2.4. Outcome Measures and Assessments

Safety and tolerability assessments included spontaneously reported treatment-emergent adverse events (TEAEs), serious adverse events (SAEs), discontinuation rates, clinical laboratory tests (chemistry, hematology, and urinalysis), vital signs (blood pressure, pulse, weight), and electrocardiograms (ECGs). The occurrence, severity, and frequency of suicide-related events (behavior and/or ideation) were assessed using the Columbia Suicide Severity Rating Scale (C-SSRS) [9] , as well as unsolicited adverse event reporting.

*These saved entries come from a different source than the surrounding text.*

PR #340, opened 2020-05-18
Fix #339: Switch RandomGenerator to Bouncy Castle

### LINKED ISSUE #339: Switch RandomGenerator to Bouncy Castle
The Bouncy Castle `SecureRandom` implementation provides better security:
- a NIST-approved `Hash_DRBG` algorithm based on `SHA-512` is used
- the random generator reseeds after each request
- the random generator is not dependent on OS and Java version
- the algorithm does not have known quantum attacks

The only downside is lower performance, however it can be resolved by adding CPU cores if it even becomes an issue.

Let's switch to the Bouncy Castle provider for SecureRandom.

romanstrobl:
This pull requests switches the random generator to Bouncy Castle `DEFAULT` algorithm, which is currently `Hash_DRBG` with `SHA-512`.

Most of the pull request is about exception handling, because the `SecureRandom` needs to be created after Bouncy Castle is initialized which is typically done by `Security.addProvider(new BouncyCastleProvider());`.

### DIFF
--- a/powerauth-java-crypto/src/main/java/io/getlime/security/powerauth/crypto/client/activation/PowerAuthClientActivation.java
+++ b/powerauth-java-crypto/src/main/java/io/getlime/security/powerauth/crypto/client/activation/PowerAuthClientActivation.java
@@ -45,8 +45,16 @@ import java.util.Arrays;
 public class PowerAuthClientActivation {
 
     private final SignatureUtils signatureUtils = new SignatureUtils();
-    private final KeyGenerator keyGenerator = new KeyGenerator();
     private final KeyConvertor keyConvertor = new KeyConvertor();
+    private final KeyGenerator keyGenerator;
+
+    /**
+     * PowerAuth client activation constructor.
+     * @throws CryptoProviderException In case key cryptography provider is incorrectly initialized.
+     */
+    public PowerAuthClientActivation() throws CryptoProviderException {
+        keyGenerator = new KeyGenerator();
+    }
 
     /**
      * Verify the signature of activation code using Master Public Key.
--- a/powerauth-java-crypto/src/main/java/io/getlime/security/powerauth/crypto/client/activation/PowerAuthClientActivation.java
+++ b/powerauth-java-crypto/src/main/java/io/getlime/security/powerauth/crypto/client/activation/PowerAuthClientActivation.java
@@ -45,16 +45,8 @@ import java.util.Arrays;
 public class PowerAuthClientActivation {
 
     private final SignatureUtils signatureUtils = new SignatureUtils();
+    private final KeyGenerator keyGenerator = new KeyGenerator();
     private final KeyConvertor keyConvertor = new KeyConvertor();
-    private final KeyGenerator keyGenerator;
-
-    /**
-     * PowerAuth client activation constructor.
-     * @throws CryptoProviderException In case key cryptography provider is incorrectly initialized.
-     */
-    public PowerAuthClientActivation() throws CryptoProviderException {
-        keyGenerator = new KeyGenerator();
-    }
 
     /**
      * Verify the signature of activation code using Master Public Key.
@@ -86,8 +78,9 @@ public class PowerAuthClientActivation {
      * Generate a new activation nonce.
      *
      * @return A new activation nonce.
+     * @throws CryptoProviderException In case key cryptography provider is incorrectly initialized.
      */
-    public byte[] generateActivationNonce() {
+    public byte[] generateActivationNonce() throws CryptoProviderException {
         return keyGenerator.generateRandomBytes(16);
     }
 
--- a/powerauth-java-crypto/src/main/java/io/getlime/security/powerauth/crypto/lib/encryptor/NonPersonalizedEncryptor.java
+++ b/powerauth-java-crypto/src/main/java/io/getlime/security/powerauth/crypto/lib/encryptor/NonPersonalizedEncryptor.java
@@ -53,9 +53,9 @@ public class NonPersonalizedEncryptor {
 
     // Create new working objects
     private final AESEncryptionUtils aes = new AESEncryptionUtils();
+    private final KeyGenerator generator = new KeyGenerator();
     private final HMACHashUtilities hmac = new HMACHashUtilities();
     private final KeyConvertor keyConvertor = new KeyConvertor();
-    private KeyGenerator generator;
 
     /**
      * Create a new encryptor using provided applicationKey, application master server public key and session index.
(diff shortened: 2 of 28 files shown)


powerauth-java-crypto/src/main/java/io/getlime/security/powerauth/crypto/client/activation/PowerAuthClientActivation.java
```diff
@@ -45,8 +45,16 @@
...
-    private final KeyGenerator keyGenerator = new KeyGenerator();
     private final KeyConvertor keyConvertor = new KeyConvertor();
+    private final KeyGenerator keyGenerator;
+
+    /**
+     * PowerAuth client activation constructor.
+     * @throws CryptoProviderException In case key cryptography provider is incorrectly initialized.
+     */
+    public PowerAuthClientActivation() throws CryptoProviderException {
+        keyGenerator = new KeyGenerator();
```
petrdvorak, line 56: It seems a bit weird we only initialize `keyGenerator` in the constructor - is there a way to use the inline field initialization as we do for `keyConveror`? Maybe making a `CryptoProviderException` runtime?

powerauth-java-crypto/src/main/java/io/getlime/security/powerauth/crypto/lib/encryptor/NonPersonalizedEncryptor.java
```diff
@@ -53,22 +53,24 @@
...
      * @param ephemeralPublicKeyString Ephemeral public key
+     * @throws CryptoProviderException In case key cryptography provider is incorrectly initialized.
      */
-    public NonPersonalizedEncryptor(byte[] applicationKey, byte[] sessionRelatedSecretKey, byte[] sessionIndex, byte[] ephemeralPublicKeyString) {
+    public NonPersonalizedEncryptor(byte[] applicationKey, byte[] sessionRelatedSecretKey, byte[] sessionIndex, byte[] ephemeralPublicKeyString) throws CryptoProviderException {
         this.applicationKey = applicationKey;
         this.sessionIndex = sessionIndex;
         this.sessionRelatedSecretKey = sessionRelatedSecretKey;
         this.ephemeralPublicKey = ephemeralPublicKeyString;
+        this.generator = new KeyGenerator();
```
petrdvorak, line 73: dtto

powerauth-java-crypto/src/main/java/io/getlime/security/powerauth/crypto/lib/encryptor/ecies/EciesEncryptor.java
```diff
@@ -190,6 +190,7 @@ private EciesCryptogram encrypt(byte[] data, boolean useIv) throws EciesExceptio
             final byte[] iv;
             if (useIv) {
                 // V3.1+, generate random nonce and calculate IV
+                keyGenerator = new KeyGenerator();
```
petrdvorak, line 193: dtto

powerauth-java-crypto/src/main/java/io/getlime/security/powerauth/crypto/lib/encryptor/ecies/EciesEnvelopeKey.java
```diff
@@ -85,6 +86,9 @@ public EciesEnvelopeKey(byte[] secretKey, byte[] ephemeralPublicKey) {
      */
     static EciesEnvelopeKey fromPublicKey(PublicKey publicKey, byte[] sharedInfo1) throws EciesException {
         try {
+            if (keyGenerator == null) {
```
petrdvorak, line 89: ... this looks a bit weird.

powerauth-java-crypto/src/main/java/io/getlime/security/powerauth/crypto/lib/encryptor/ecies/EciesEnvelopeKey.java
```diff
@@ -121,6 +125,9 @@ static EciesEnvelopeKey fromPublicKey(PublicKey publicKey, byte[] sharedInfo1) t
      */
     static EciesEnvelopeKey fromPrivateKey(PrivateKey ephemeralKeyPrivate, byte[] ephemeralPublicKeyBytes, byte[] sharedInfo1) throws EciesException {
         try {
+            if (keyGenerator == null) {
```
petrdvorak, line 128: dtto

powerauth-java-crypto/src/main/java/io/getlime/security/powerauth/crypto/lib/encryptor/ecies/EciesEnvelopeKey.java
```diff
@@ -201,6 +208,9 @@ static EciesEnvelopeKey fromPrivateKey(PrivateKey ephemeralKeyPrivate, byte[] ep
             throw new EciesException("Nonce for IV derivation is not valid");
         }
         try {
+            if (keyGenerator == null) {
```
petrdvorak, line 211: dtto

powerauth-java-crypto/src/main/java/io/getlime/security/powerauth/crypto/client/activation/PowerAuthClientActivation.java
romanstrobl: I do not think this is a good idea. The checked exception tells the client code that this issue can happen and we know it can happen quite easily when BC is not set up correctly. It is better to let the client handle it including proper logging (and other cleanup if needed) than interrupting the processing unexpectedly.

romanstrobl:
Ok... if we want to keep the current style of instance construction, I have another proposal:
- we can handle the Bouncy Castle `SecureRandom.getInstance()` Exception in constructor and keep `random` instance `null`
- we can do the error handling in `generateRandomBytes` method instead and handle the case when `SecureRandom` was not set up correctly

romanstrobl:
The reason why field initialization is problematic is that we need to make sure `Security.addProvider(new BouncyCastleProvider())` is called before any field initialization involving the RandomGenerator is triggered, otherwise the correct `SecureRandom` is missing. I think we don't want to just fallback to Java SecureRandom, because this behaviour could depend on how Bouncy Castle library is initialized. I guess we can initialize the SecureRandom in a lazy way and this way we can keep the field initialization as is. I will prepare a proposal in a separate branch and we can choose the lesser evil.

powerauth-java-crypto/src/main/java/io/getlime/security/powerauth/crypto/lib/encryptor/ecies/EciesEnvelopeKey.java
romanstrobl: Yes, I know, it is caused by static context. Anyway I think we can handle all these style issues by initializing the SecureRandom lazily.

romanstrobl:
I think the current code looks much cleaner, so I pushed it to this branch. I made the `SecureRandom` initialization lazy, so that inline fields can be initialized without problems and the Bouncy Castle provider is safely registered before any `SecureRandom` initialization. We can compare the two possible solutions. 

But if you have an idea how to handle the initialization without any "lesser evil" option (meaning that `SecureRandom` initialization would stay in the `KeyGenerator` constructor), let me know.

PR #352, opened 2020-11-09
Fix #351: Missing volatile keyword in double checked locking

### LINKED ISSUE #351: Missing volatile keyword in double checked locking
The `volatile` keyword should be added into `KeyGenerator` class for the `random` field to avoid lock evasion issues when the class is used from multiple threads.

romanstrobl:


petrdvorak (approved):
Looks OK

PR #364, opened 2021-03-17
Fix #363: Increase Argon2 salt size

### LINKED ISSUE #363: Increase Argon2 salt size
Quote: "16 bytes is sufficient for all applications, but can be reduced to 8 bytes in the case of space constraints".

There are no space constraints, so let's use 16 bytes.

romanstrobl:


hvge (approved):
Looks OK

PR #368, opened 2021-05-03
Fix #367: Perform full point validation during import

### LINKED ISSUE #367: Perform full point validation during import
See: https://nvlpubs.nist.gov/nistpubs/SpecialPublications/NIST.SP.800-56Ar3.pdf, chapter 5.6.2.3.3.

romanstrobl:
I added two public key validations:
- point at infinity not allowed as public key
- calculation of point order and its verification against order defined in EC curve


petrdvorak (approved):
Looks OK

PR #369, opened 2021-05-05
Add a test for invalid curve order simulating an EC curve fault attack

romanstrobl:
I added a test for point order validation simulating an EC curve fault attack by altering the curve order.


petrdvorak (approved):
Looks OK

PR #385, opened 2021-11-24
Fix #384: Use BC library for array comparison

### LINKED ISSUE #384: Use BC library for array comparison
The BC library provides an implementation of array utilities in the `Arrays` class.

romanstrobl:
Migration to BC library due to constant time array comparisons.


petrdvorak (approved):
Looks OK

PR #399, opened 2022-04-13
Fix #398: Improve migration guide for release 1.2.5

### LINKED ISSUE #398: Improve migration guide for release 1.2.5
We should improve the migration guide because of release `1.2.5` which requires extra DB migration for PowerAuth server.

romanstrobl:
Separation of releases `2021.11` and `2022.04` for better explanation of DB migration in mid-release.

See also:
https://github.com/wultra/powerauth-server/pull/683


petrdvorak (approved):
Looks good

Measures to evaluate the effect of edivoxetine in improving depression and related symptoms included: the Montgomery-Åsberg Depression Rating Scale (MADRS) [10] ; CGI-S; Fatigue Associated with Depression questionnaire (FAsD) [11] ; and Sheehan Disability Scale (SDS) [12] . Response was defined as at least a 50% reduction from baseline on the MADRS total score. Remission was defined as a MADRS total score ≤10.

Figure 1. Study Design. Abbreviations: EDX, edivoxetine; PBO, placebo.

2.5. Statistical Analysis

All analyses were conducted on an intent-to-treat basis, and included only those patients who entered the 1-year extension phase. Baseline for analysis of safety measures, as well as efficacy and health outcomes, was the last visit in the acute treatment phase at Week 10. For changes in ECGs and laboratory tests, the last nonmissing value from the acute phase, including unscheduled visits, was utilized as the baseline. Because all patients received edivoxetine in the extension phase, results were subgrouped and summarized by the acute phase treatment assignments. Patients randomly assigned to placebo during the acute phase were referred to as the placebo/edivoxetine group (PBO/EDX), and patients randomly assigned to edivoxetine during the acute phase were referred to as the edivoxetine/edivoxetine (EDX/EDX) group. No statistical comparisons between these groups were conducted. Within-group t-tests based on a 2-sided significance level of 0.05 and 95% confidence intervals were used to assess whether changes from baseline were statistically significantly different from zero. The modal, mean, maximum, and last doses were summarized by treatment group for each study period.

Change from baseline for continuous safety, efficacy, and health outcomes measures were analyzed using a restricted maximum likelihood based mixed-effects model repeated measures analysis (MMRM) for each group. The model for this analysis included the fixed class effects of pooled investigative site and visit, and the continuous, fixed covariates of baseline score and baseline score-by-visit interaction. The percentages of patients meeting response and remission criteria were summarized at each observed visit and at the last-observation- carried-forward (LOCF) endpoint. The percentages of patients meeting criteria for categorical safety variables, including TEAEs, SAEs, adverse events reported as reason for requesting dose reduction and/or discontinuation, and categorical criteria for changes in vital signs, weight, ECGs, and laboratory tests, were summarized by group. The percentages for gender-specific adverse events were adjusted for the appropriate gender.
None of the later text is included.